Nyon’s International Documentary Film festival – Visions du Réel begins this Thursday 12th April and continues until the 21st. This festival is for both film professionals and the general public, with hundreds of films on offer screened throughout the day and evening. Many films are in English or are subtitled in English. During the festival, there are other events taking place alongside the film screenings, from film masterclasses to debates with film directors and more. There’s even a temporary bar at the festival, a great meeting point right in the heart of town!
Two documentaries in English are coming up this weekend Barstow, California directed by Rainer Komers and Sisters, directed by Peter Entell. They are set in different countries and continents, yet both feature individuals whose lives have taken a sad turn due to events from their childhood.
Barstow, California – screening Saturday 14th April at 14:00, Sunday 15th at 10:00 at the Salle Communale
“Mama and Papa tried 15 times to have a girl baby, but they ended up with 15 boys”, narrates the rich voice of Spoon Jackson near the start of this film. Spoon is a poet but he is also an inmate, he began serving a life sentence without the possibility of parole in 1977. As he reads excerpts from his autobiography By Heart you immediately sense that life in the town was hard and tough for him growing up poor in a big family in a two-roomed shack in the town.
Many years ago, a previous director of Visions du Réel quoted this film festival as bringing the world to Nyon’s doorstep and with this film we are indeed transported into a place far removed from the 1260 postcode. Although Nyon and Barstow are similarly sized in population therein lies the only similarity. Present-day Barstow in the Mojave desert is barren, arid and dust-ridden. Tumbleweed abounds, summer temperatures can rise to 38°C, and the U.S Armed Forces National Training Centre in nearby Fort Irwin brings the noise of military helicopters, jeeps driving through the desert, and bombs exploding in military exercises.
This film is a fascinating portrait of the town and includes reminiscences of growing up in it by two of “Spoon’s” brothers and more narration by the author and poet from inside his cell. “I used to think a rainbow was made up of different coloured sidewalks, each one leading to its own mystery”.
The visual aspect of this film leaves the viewer with a deep impression of the town and landscape but the soundtrack is truly superb. The constant high pitched squeal of freight trains, the locking and unlocking of the prison doors, the soft easy going voices of the presenters on the local radio, the wind blowing through the desert scrubland all add to the image of this fascinating documentary.

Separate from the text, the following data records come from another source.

PR #211, opened 2023-05-22
ci: build all sample apps on each pr and main branch merge

levibostian:
Part of ticket: https://github.com/customerio/issues/issues/9028

Sets up the CI to iterate through all of the sample apps in this repository, builds them, and [comments on PRs](https://github.com/customerio/customerio-android/pull/211#issuecomment-1557785673) with useful information related to the build.


.github/workflows/build-sample-apps.yml
```diff
@@ -0,0 +1,126 @@
+name: Build sample apps
```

Sisters – Saturday 14th 20:30 and Sunday 15th 10:30 at the Capital Leone cinema
Whilst Spoon Jackson’s life came to a halt when he was sent to prison as a young man as the result of his own actions, the lives of two sisters growing up in Australia were decided upon by other adults. Adults who kept secrets, and chose not to tell each sister that each other existed. The sisters only discovered each other later in life.
The film “Sisters” by local filmmaker Peter Entell focusses on three women, two of them biological sisters and the other, Sian, a childhood friend from Switzerland. Throughout the years Sian has become like a sister to Shelly when she came to live in St-Cergue as a young child from Australia. The opening scene begins at a birthday party in Switzerland which is being held for Shelly. Here she is visiting as an adult, blowing out candles, opening presents, surrounded by old friends and all seems well. We see the two girls reminiscing about their childhood which seemed a happy one. They played in the snow, they wander around the village, visiting their old school, pointing out where they hung their coats in the hallway, how they had to take their shoes off before entering their Swiss classrooms, it all seems idyllic until we hear the voice of Sian saying “I never realised. I thought she (Shelly) was a happy clown, at least that’s the way she presented herself. She didn’t talk about it, she didn’t complain about it until a lot, lot later”.
Then it’s revealed that the happy childhood wasn’t all that it seemed. There is a darker side to it all and here, Linda, her biological sister takes up the story. The laughter and happiness in the scenes before suddenly turn into a sad, intimate moment in the film.
The destinies of the brothers in Barstow and the sisters in St-Cergue and Australia were shaped by events and circumstances that changed their lives forever. These have been poignantly observed in these two films which will be screened this weekend.